PR #74, opened 2021-03-19
Refactor nextCastTime to DssExecLib

brianmcmichael:
There's a lot of logic that is going in to the DssExec every week for the officehours functionality.

This creates two `pure` functions with optimized calldata that can be called directly from DssAction.

This should reduce the bytecode size of a weekly deployment with minimal impact on cast cost.

- `canCast`: returns true if the spell can be cast
- `nextCastTime`: used to determine the next castable time.


src/test/DssAction.t.sol
```diff
@@ -303,6 +303,37 @@ contract ActionTest is DSTest {
...
+    function test_nextCastTime() public {
+        assertEq(action.nextCastTime_test(1616169600, 1616169600, true), 1616169600);
+        assertEq(action.nextCastTime_test(1616169600, 1616169600, false), 1616169600);
+
+        assertEq(action.nextCastTime_test(1616256000, 1616256000, true), 1616421600);
+        assertEq(action.nextCastTime_test(1616256000, 1616256000, false), 1616256000);
+    }
+
+    function testFail_nextCastTime_eta_zero() public {
+        assertEq(action.nextCastTime_test(0, 1616256000, false), 1616256000);
```
hexonaut, line 330: Nit: Don't really need asserts here.

src/test/DssAction.t.sol
```diff
@@ -303,6 +303,37 @@ contract ActionTest is DSTest {
...
+    }
+
+    function testFail_nextCastTime_ts_zero() public {
+        assertEq(action.nextCastTime_test(1616256000, 0, false), 1616256000);
```
hexonaut, line 334: Nit: Don't really need asserts here.

hexonaut (changes requested):
Like the overall idea. A few changes suggested.

src/DssExecLib.sol
```diff
@@ -169,6 +168,61 @@ library DssExecLib {
...
+    /**
+        @dev Returns true if a time is within office hours range
+        @param _ts           The timestamp to check, usually block.timestamp
+        @param _officeHours  true if office hours is enabled.
+        @return              true if time is in castable range
+    */
+    function canCast(uint40 _ts, bool _officeHours) public pure returns (bool) {
+        if (_officeHours) {
+            uint day = (_ts / 1 days + 3) % 7;
+            require(day < 5, "DssExecLib/Can only be cast on a weekday");
```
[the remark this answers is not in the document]
gbalabasquer: I agree.

gbalabasquer:
Did we check how close to the bytecode max size we got in `DssExecLib` with this change?

src/DssExecLib.sol
```diff
@@ -169,6 +168,61 @@ library DssExecLib {
...
+            uint hour = _ts / 1 hours % 24;
+            require(hour >= 14 && hour < 21, "DssExecLib/Outside office hours");
```
gbalabasquer, line 186: Same here.

src/DssExecLib.sol
```diff
@@ -169,6 +168,61 @@ library DssExecLib {
...
+    }
+
+    /**
+        @dev Calculate the next available cast time in epoch seconds
+        @param _eta          The scheduled time of the spell plus the pause delay
+        @param _ts           The current timestamp, usually block.timestamp
+        @param _officeHours  true if office hours is enabled.
+        @return castTime     The next available cast timestamp
+    */
+    function nextCastTime(uint40 _eta, uint40 _ts, bool _officeHours) public pure returns (uint256 castTime) {
```
gbalabasquer, line 198: Do we really need the `_ts` via param? Can't we just use `block.timestamp` here?

hexonaut: I could see this being useful in the case where you need to find the cast time from some arbitrary time instead of the current time.

src/DssExecLib.sol
```diff
@@ -169,6 +168,61 @@ library DssExecLib {
...
+    /*** OfficeHours Management ***/
+    /******************************/
+
+    /**
+        @dev Returns true if a time is within office hours range
+        @param _ts           The timestamp to check, usually block.timestamp
+        @param _officeHours  true if office hours is enabled.
+        @return              true if time is in castable range
+    */
+    function canCast(uint40 _ts, bool _officeHours) public pure returns (bool) {
```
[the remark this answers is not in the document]
hexonaut: Similarly here, especially if there are multiple spells that need to be executed one after the other for testing.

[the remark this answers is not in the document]
gbalabasquer: I think for this specific case we could just cast the first one, do `hevm.warp()`, cast the next one, etc.
I just feel that is more natural to use `block.timestamp` directly than having to pass it via param. Not strongly opposed to maintain it if you guys feel is better though.

src/DssExecLib.sol
gbalabasquer: I actually have some trouble considering this function should be in the exec-lib at all.
This is not used for the spell, this is for UIs or external contracts and it is needing a nested chain of external calls to expose it. This function could be addressed as well in an external contract that receives the spell as param which has nothing to do with this repo.

gbalabasquer: Removing it would also save bytecode space.

src/DssExecLib.sol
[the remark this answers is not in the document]
brianmcmichael: If we want this to be a `pure` function it needs to be here, otherwise it needs to be a `view`

src/DssExecLib.sol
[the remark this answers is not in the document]
brianmcmichael: Sounds good. We're probably not going to lose the detailed message if we don't revert in the function, but I think it's fine.

src/DssExecLib.sol
brianmcmichael: Yes, having this in a separate contract is something that would make sense. It's bureaucratically simpler to keep it here for now until we can find somewhere to put it.

An early design had this function on the factory contract and it just called back to it.

src/DssExecLib.sol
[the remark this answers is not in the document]
gbalabasquer: Yeah, not sure which other types of usage this function will receive, I just feel for the current usage could be simpler. But up to you guys whatever prefer.

src/DssExecLib.sol
gbalabasquer: Might be just a support contract that handles it and nothing else.

hexonaut (approved):
Tests passing. LGTM. I don't have strong feelings about including the `block.timestamp` or not.

src/DssAction.sol
```diff
@@ -47,15 +53,9 @@ abstract contract DssAction {
...
-        if (officeHours()) {
-            uint day = (block.timestamp / 1 days + 3) % 7;
-            require(day < 5, "Can only be cast on a weekday");
-            uint hour = block.timestamp / 1 hours % 24;
-            require(hour >= 14 && hour < 21, "Outside office hours");
-        }
-        _;
+    // Returns the next available cast time
+    function nextCastTime(uint256 eta) external returns (uint256 castTime) {
+        castTime = DssExecLib.nextCastTime(uint40(eta), uint40(block.timestamp), officeHours());
```
brianmcmichael, line 58: Actually this needs the `require` check again because the param is `uint256` and this can silently overflow.

src/DssExecLib.sol
```diff
@@ -143,32 +143,86 @@ library DssExecLib {
...
+    /**
+        @dev Calculate the next available cast time in epoch seconds
+        @param _eta          The scheduled time of the spell plus the pause delay
+        @param _ts           The current timestamp, usually block.timestamp
+        @param _officeHours  true if office hours is enabled.
+        @return castTime     The next available cast timestamp
+    */
+    function nextCastTime(uint40 _eta, uint40 _ts, bool _officeHours) public pure returns (uint256 castTime) {
+        require(_eta != 0 && _eta < uint40(-1));  // "DssExecLib/invalid eta"
+        require(_ts  != 0 && _ts  < uint40(-1));  // "DssExecLib/invalid ts"
```
brianmcmichael, line 200: These `uint40` checks are unnecessary because the params are `uint40`

hexonaut:
I don't think we should be pulling these out into a separate library. This is going to require us to add a new library reference on every spell which takes up time and additional bytecode making reference to an additional library. I think as a practical matter I would prefer to keep everything in dss-exec-lib until we start bumping up against the bytecode limit.

gbalabasquer:
I agree with Sam. I would remove `nextCastTime` from the execlib to move it to somewhere else which the spell itself has nothing to do. Like a support contract. I know that would change things for UI people, but shouldn't be a big deal.
If that doesn't happen, then I prefer to keep one library until we reach the limit.

hexonaut:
- - - - -
- **Work required**
All of the data above needs to be retyped exactly, with each line as it stands.

- **Expected answer**
PR #74, opened 2021-03-19
Refactor nextCastTime to DssExecLib

brianmcmichael:
There's a lot of logic that is going in to the DssExec every week for the officehours functionality.

This creates two `pure` functions with optimized calldata that can be called directly from DssAction.

This should reduce the bytecode size of a weekly deployment with minimal impact on cast cost.

- `canCast`: returns true if the spell can be cast
- `nextCastTime`: used to determine the next castable time.


src/test/DssAction.t.sol
```diff
@@ -303,6 +303,37 @@ contract ActionTest is DSTest {
...
+    function test_nextCastTime() public {
+        assertEq(action.nextCastTime_test(1616169600, 1616169600, true), 1616169600);
+        assertEq(action.nextCastTime_test(1616169600, 1616169600, false), 1616169600);
+
+        assertEq(action.nextCastTime_test(1616256000, 1616256000, true), 1616421600);
+        assertEq(action.nextCastTime_test(1616256000, 1616256000, false), 1616256000);
+    }
+
+    function testFail_nextCastTime_eta_zero() public {
+        assertEq(action.nextCastTime_test(0, 1616256000, false), 1616256000);
```
hexonaut, line 330: Nit: Don't really need asserts here.

src/test/DssAction.t.sol
```diff
@@ -303,6 +303,37 @@ contract ActionTest is DSTest {
...
+    }
+
+    function testFail_nextCastTime_ts_zero() public {
+        assertEq(action.nextCastTime_test(1616256000, 0, false), 1616256000);
```
hexonaut, line 334: Nit: Don't really need asserts here.

hexonaut (changes requested):
Like the overall idea. A few changes suggested.

src/DssExecLib.sol
```diff
@@ -169,6 +168,61 @@ library DssExecLib {
...
+    /**
+        @dev Returns true if a time is within office hours range
+        @param _ts           The timestamp to check, usually block.timestamp
+        @param _officeHours  true if office hours is enabled.
+        @return              true if time is in castable range
+    */
+    function canCast(uint40 _ts, bool _officeHours) public pure returns (bool) {
+        if (_officeHours) {
+            uint day = (_ts / 1 days + 3) % 7;
+            require(day < 5, "DssExecLib/Can only be cast on a weekday");
```
[the remark this answers is not in the document]
gbalabasquer: I agree.

gbalabasquer:
Did we check how close to the bytecode max size we got in `DssExecLib` with this change?

src/DssExecLib.sol
```diff
@@ -169,6 +168,61 @@ library DssExecLib {
...
+            uint hour = _ts / 1 hours % 24;
+            require(hour >= 14 && hour < 21, "DssExecLib/Outside office hours");
```
gbalabasquer, line 186: Same here.

src/DssExecLib.sol
```diff
@@ -169,6 +168,61 @@ library DssExecLib {
...
+    }
+
+    /**
+        @dev Calculate the next available cast time in epoch seconds
+        @param _eta          The scheduled time of the spell plus the pause delay
+        @param _ts           The current timestamp, usually block.timestamp
+        @param _officeHours  true if office hours is enabled.
+        @return castTime     The next available cast timestamp
+    */
+    function nextCastTime(uint40 _eta, uint40 _ts, bool _officeHours) public pure returns (uint256 castTime) {
```
gbalabasquer, line 198: Do we really need the `_ts` via param? Can't we just use `block.timestamp` here?

hexonaut: I could see this being useful in the case where you need to find the cast time from some arbitrary time instead of the current time.

src/DssExecLib.sol
```diff
@@ -169,6 +168,61 @@ library DssExecLib {
...
+    /*** OfficeHours Management ***/
+    /******************************/
+
+    /**
+        @dev Returns true if a time is within office hours range
+        @param _ts           The timestamp to check, usually block.timestamp
+        @param _officeHours  true if office hours is enabled.
+        @return              true if time is in castable range
+    */
+    function canCast(uint40 _ts, bool _officeHours) public pure returns (bool) {
```
[the remark this answers is not in the document]
hexonaut: Similarly here, especially if there are multiple spells that need to be executed one after the other for testing.

[the remark this answers is not in the document]
gbalabasquer: I think for this specific case we could just cast the first one, do `hevm.warp()`, cast the next one, etc.
I just feel that is more natural to use `block.timestamp` directly than having to pass it via param. Not strongly opposed to maintain it if you guys feel is better though.

src/DssExecLib.sol
gbalabasquer: I actually have some trouble considering this function should be in the exec-lib at all.
This is not used for the spell, this is for UIs or external contracts and it is needing a nested chain of external calls to expose it. This function could be addressed as well in an external contract that receives the spell as param which has nothing to do with this repo.

gbalabasquer: Removing it would also save bytecode space.

src/DssExecLib.sol
[the remark this answers is not in the document]
brianmcmichael: If we want this to be a `pure` function it needs to be here, otherwise it needs to be a `view`

src/DssExecLib.sol
[the remark this answers is not in the document]
brianmcmichael: Sounds good. We're probably not going to lose the detailed message if we don't revert in the function, but I think it's fine.

src/DssExecLib.sol
brianmcmichael: Yes, having this in a separate contract is something that would make sense. It's bureaucratically simpler to keep it here for now until we can find somewhere to put it.

An early design had this function on the factory contract and it just called back to it.

src/DssExecLib.sol
[the remark this answers is not in the document]
gbalabasquer: Yeah, not sure which other types of usage this function will receive, I just feel for the current usage could be simpler. But up to you guys whatever prefer.

src/DssExecLib.sol
gbalabasquer: Might be just a support contract that handles it and nothing else.

hexonaut (approved):
Tests passing. LGTM. I don't have strong feelings about including the `block.timestamp` or not.

src/DssAction.sol
```diff
@@ -47,15 +53,9 @@ abstract contract DssAction {
...
-        if (officeHours()) {
-            uint day = (block.timestamp / 1 days + 3) % 7;
-            require(day < 5, "Can only be cast on a weekday");
-            uint hour = block.timestamp / 1 hours % 24;
-            require(hour >= 14 && hour < 21, "Outside office hours");
-        }
-        _;
+    // Returns the next available cast time
+    function nextCastTime(uint256 eta) external returns (uint256 castTime) {
+        castTime = DssExecLib.nextCastTime(uint40(eta), uint40(block.timestamp), officeHours());
```
brianmcmichael, line 58: Actually this needs the `require` check again because the param is `uint256` and this can silently overflow.

src/DssExecLib.sol
```diff
@@ -143,32 +143,86 @@ library DssExecLib {
...
+    /**
+        @dev Calculate the next available cast time in epoch seconds
+        @param _eta          The scheduled time of the spell plus the pause delay
+        @param _ts           The current timestamp, usually block.timestamp
+        @param _officeHours  true if office hours is enabled.
+        @return castTime     The next available cast timestamp
+    */
+    function nextCastTime(uint40 _eta, uint40 _ts, bool _officeHours) public pure returns (uint256 castTime) {
+        require(_eta != 0 && _eta < uint40(-1));  // "DssExecLib/invalid eta"
+        require(_ts  != 0 && _ts  < uint40(-1));  // "DssExecLib/invalid ts"
```
brianmcmichael, line 200: These `uint40` checks are unnecessary because the params are `uint40`

hexonaut:
I don't think we should be pulling these out into a separate library. This is going to require us to add a new library reference on every spell which takes up time and additional bytecode making reference to an additional library. I think as a practical matter I would prefer to keep everything in dss-exec-lib until we start bumping up against the bytecode limit.

gbalabasquer:
I agree with Sam. I would remove `nextCastTime` from the execlib to move it to somewhere else which the spell itself has nothing to do. Like a support contract. I know that would change things for UI people, but shouldn't be a big deal.
If that doesn't happen, then I prefer to keep one library until we reach the limit.

hexonaut:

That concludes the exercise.